Maranda at Work: Carhopping at Sonic

Maranda at Work: Carhopping at Sonic
(Source: Maranda Whittington)

SHREVEPORT, LA (KSLA) - It’s one of the few fast food places left where you can still get your meal from a worker on roller skates.

I’m talking about Sonic — and there’s plenty of them scattered around the Ark-La-Tex. But what’s going on behind the scenes when you order your food?

The red button you press to order your food, is the one that leads you to the world of Sonic.

Maranda at Work: Carhopping at Sonic

Workers at the location on South Barksdale in Bossier City work pretty hard to make sure you get your favorite sandwich, and cherry limeade.

So how does it all really work? Well that’s what I wanted to find out. Before I could dive into the Sonic world, I had to learn how this location got it’s start from a guy name Paul Reiser.

“The reason we are in the Sonic business is because when my dad was a little boy he always wanted to be in business for himself,” Reiser said.

The eighth of nine siblings, Paul’s father grew up poor in Wichita, Kansas, but he always wanted to have his own business.

“He was selling things out of his locker, washing dishes on his lunch break, and he was the kid very famously bought his first car when he was 13-years-old," said Reiser.

Paul Reiser's father when he was 13-years-old (Source: Paul Reiser)
Paul Reiser's father when he was 13-years-old (Source: Paul Reiser) (Source: Paul Reiser)

His family moved to Monroe, Louisiana in 1976 to open one of the city's first Sonic Drive-In's.

“When we first got into the Sonic business it was kind of hard," he said. "Small business family owned so we all worked in the store. So I’m nine years old carhopping, my sister’s at the fountain and my brother’s cooking and managing and we just all grew up in the business.”

Paul eventually left and went to school, getting a degree in video production, but hamburgers and shakes just had a way of bringing him back into the business — but not without some challenges.

“I first took over the old Sonic in Bossier," he said. “There was no casinos, I guess there was a mall.
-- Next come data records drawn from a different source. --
PR #2427, opened 2026-06-09
fix(workflows): shift oriented bounding box corners in `detections_stitch`

kounelisagis:
## What does this PR do?

The block's local copy of `move_detections` shifts `xyxy` and `mask` by the per-tile offset but leaves `data["xyxyxyxy"]` (the four OBB corners) in tile-local coordinates. SAHI workflows that produce oriented bounding boxes end up with detections whose AABB sits in image coordinates while the corners are still indexed to the tile they were detected in, so downstream OBB-aware filters (`with_nms` / `with_nmm` via `OverlapFilter`) compare corners across unrelated coordinate systems - either letting through duplicates or suppressing valid detections.

The fix is a single broadcasted addition inside `move_detections`. `supervision.detection.tools.inference_slicer.move_detections` already does the equivalent; the local copy just had not kept up since it was forked.

## Type of Change

## Testing

**Test details:**

One parametric test in `tests/workflows/unit_tests/core_steps/fusion/test_detections_stitch.py`:

- `test_detections_stitch_shifts_oriented_bounding_box_corners` - three offsets (positive, zero, x-only) - asserts that both `xyxy` and `data["xyxyxyxy"]` end up shifted by the same amount.

Fails on `main`. Existing stitch tests are unchanged.

## Checklist

### DIFF
--- a/inference/core/workflows/core_steps/fusion/detections_stitch/v1.py
+++ b/inference/core/workflows/core_steps/fusion/detections_stitch/v1.py
@@ -5,6 +5,7 @@ import numpy as np
 import supervision as sv
 from pydantic import ConfigDict, Field
 from supervision import OverlapFilter, move_boxes, move_masks
+from supervision.config import ORIENTED_BOX_COORDINATES
 
 from inference.core.workflows.core_steps.common.utils import (
     attach_parents_coordinates_to_sv_detections,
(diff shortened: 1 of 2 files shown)


PawelPeczek-Roboflow (approved):

PawelPeczek-Roboflow:
Thanks for contribution

PR #2434, opened 2026-06-10
feat: vLLM proxy backend — serve VLM fine-tunes via vLLM with dynamic LoRA

hansent:
## What

New `inference/models/vllm_proxy/` package: the inference server runs CPU-only in front of a vLLM container that owns the GPU and does continuous batching. Per-request auth/billing/model-resolution/preprocessing stay in the inference server **unchanged** — batching happens below the per-request HTTP surface, so `@usage_collector` and the auth middleware need zero changes.

- **`qwen_vllm_base.py` + family classes** (qwen3_5, qwen3vl): Model adapters with preprocess/postprocess parity to the HF path (think-tag handling parity-tested against `Qwen35HF`).
- **`adapter_manager.py`**: model_id → registry resolution → adapter-only download (~MBs; base weights never re-downloaded) → patch → runtime `/v1/load_lora_adapter` → LRU eviction. Adapter identity = model_id + package_id + content digest (package ids are not unique per version).
- **`adapter_patch.py`**: deterministic transform — key remapping, vision-tower filtering, **DoRA policies** (reject / strip / SVD-convert; strip validated byte-exact on one production adapter class, ~0.91-similar on a denser class → per-adapter accuracy gate is the admission rule). SVD merge math verified against PEFT's own `merge_and_unload`.
- **File-authoritative base matching**: registry `modelVariant` proved misregistered on real models (image-text/223 et al.); the adapter's own `adapter_config.json` `base_model_name_or_path` is the authority, registry variant is advisory with a misregistration WARN + patch_report record.
- **Observability**: all vLLM calls carry `X-Request-Id` from the `execution_id`/correlation contextvars; vLLM 5xx on adapter load wraps into typed errors naming slug/model/response.

Enabled per pool via `VLLM_PROXY_ENABLED` (selection switch in `inference/models/utils.py`); zero behavior change otherwise.

## Validation (cru-staging, full serverless path)
- qwen3vl-2b fine-tune: **38 RPS @ c64** (baseline 1.2 RPS, ~32×), zero errors; two adapters mixed: 40.9 RPS (no multi-LoRA penalty); qwen3_5-0.8b/2b pools: 25 / 22 RPS @ c32.
- Cold dynamic-LoRA path: resolve → download → strip → load in ~2.4s.
- 140 unit tests (CPU-only, mocked vLLM).

Companion PRs: async-serverless (pools + routing), roboflow-infra (vLLM image + DoRA lab), inference (micro-batching, separate branch).


inference/models/vllm_proxy/adapter_patch.py
```diff
@@ -0,0 +1,722 @@
...
+    if not remapped_tensors:
+        raise AdapterNotServableError(
+            "Adapter contains no servable LoRA tensors after filtering."
+        )
+
+    os.makedirs(dst_dir, exist_ok=True)
+    patched_weights_path = os.path.join(dst_dir, ADAPTER_WEIGHTS_FILE)
+    save_file(remapped_tensors, patched_weights_path)
+    report.patched_weights_digest = _sha256_of_file(patched_weights_path)
+    with open(os.path.join(dst_dir, ADAPTER_CONFIG_FILE), "w") as f:
```
dkosowski87: Another worker could load the directory when this file is being written - getting a partially written adapter dir. Let's:
-  write to a temporary directory, and when all the files are present it can replace the cache dir.
- lock during cache dir replace and load

inference/models/vllm_proxy/adapter_patch.py
```diff
@@ -0,0 +1,722 @@
...
+                "`strip` or `svd` to serve this adapter on vLLM."
+            )
+        if policy == "strip":
+            tensors = _strip_magnitude_vectors(tensors=tensors, report=report)
+            report.notes.append(
+                "DoRA magnitude vectors stripped - served adapter approximates "
+                "the trained DoRA adapter."
+            )
+        elif policy == "svd":
+            if base_dir is None:
```
dkosowski87, line 239: The `base_dir` is pruned by the `adapter_manager` (lines `216:220`) so this will never be available.

dkosowski87 (commented):
After some conversation with an agent perhaps at some point a sensible improvement to this implementation **would be extracting the registration path**. As right now:
- Cold adapter work is competing for resources with standard requests in `inference`, decreasing stability.
- The adapter lifecycle has now multiple owners - inference, vLLM sidecar - no one place to handle the cleanup.

Perhaps something to think about in the future.

dkosowski87 (approved):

So my manager called me — well my assistant called me and said ‘hey someone just got shot robbing the Thrifty Liquor and they’re hiding behind our dumpster’ — so that’s the neighborhood that we were in.”

Over time things started to get better.

Now Paul is the president of Reiser Group Sonic Management where he and his family now own 37 Sonic Drive In’s across Louisiana, Texas, Alabama and Florida.

Paul briefed me on how everything all works here, and then he paired me up with cook Brad Blunt to show me how to prepare the food.

Once we washed our hands, Brad demonstrated how to make a toaster sandwich, then it was my turn.

I dropped some oil down, then the egg, and while that’s cooking I drop the toast in to cook, and head back over to finish cooking my egg.

Everything will get placed on the toast, get wrapped up and it heads out the door.

Next I met Tiffany Padgett who showed me how to make a cherry limeade and ice cream.

But the final task I had to do, was deliver the food which required skates.

Paul was nice enough to order me a pair of skates, and once I got them on it was time to test them out

I met carhop Kade Wilcher who showed me how to master the basics, and then we did a lap around the building.

Next we went back inside so Kade can show me how to deliver orders.

Once an order comes in and is completed, Kade will read the receipt to make sure he has everything he needs. He'll load up his tray and head out the door to deliver the food.

While I struggled on my skates, Kade is reading the order to the customer and making sure they have everything they need.

Once he finishes, it was my turn. As I tried not to fall and spill my customer’s order, I introduced myself and was able to finally give her, her meal.

My fancy skating skills even got me a tip and some free coffee!

But as I learned the tricks and trades of Sonic, working with this staff showed me just why Paul loves what he does.

“I got a lot of great people working for us and I try to invest in them," he said. "We try to do training, we try to teach people how to have a better life through how do you make the most out of what you do.”

But one thing’s for sure, if there’s a city in need of a Sonic-Drive In , Paul just might be there building the next one.

“Ray Kroc was 52 when he first started franchising McDonalds so I’m 52," he said. I’m just getting started.”